[RECORDS FOR THE TASK]
PR #1179, opened 2024-09-25
Uni v3 Zap

jalextowle:
# Description

This PR adds a zap contract that supports generalized swapping between assets using Uniswap V3. Each Hyperdrive trading or LP function has a direct anologue in the zap contract that exposes all of the parameters as well as a few extra parameters for things like the Uniswap swap object (`ISwapRouter.ExactInputParams`) and special-case parameters to handle different edge-cases in the zap. 

Extensive tests were added that should test the different paths through these functions. Special care was taken to verify that ETH, WETH, and rebasing tokens are properly handled by the zap contract. Since Uniswap v3 doesn't really support ETH as a first-class citizen in all situations, there are several flows within the zap contract where ETH will be converted to WETH or vice-versa. For the most part, this is unopinionated and will support all use-cases, but in the case of zapping funds out of the zap, WETH will always be unwrapped into ETH before sending it to the user. 

Some notable things to watch out for are:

[WHAT TO WORK ON] The required output is the line holding "Extensive tests were" plus every line after it in the data, reproduced exactly.

[EXPECTED ANSWER]
Extensive tests were added that should test the different paths through these functions. Special care was taken to verify that ETH, WETH, and rebasing tokens are properly handled by the zap contract. Since Uniswap v3 doesn't really support ETH as a first-class citizen in all situations, there are several flows within the zap contract where ETH will be converted to WETH or vice-versa. For the most part, this is unopinionated and will support all use-cases, but in the case of zapping funds out of the zap, WETH will always be unwrapped into ETH before sending it to the user. 

Some notable things to watch out for are:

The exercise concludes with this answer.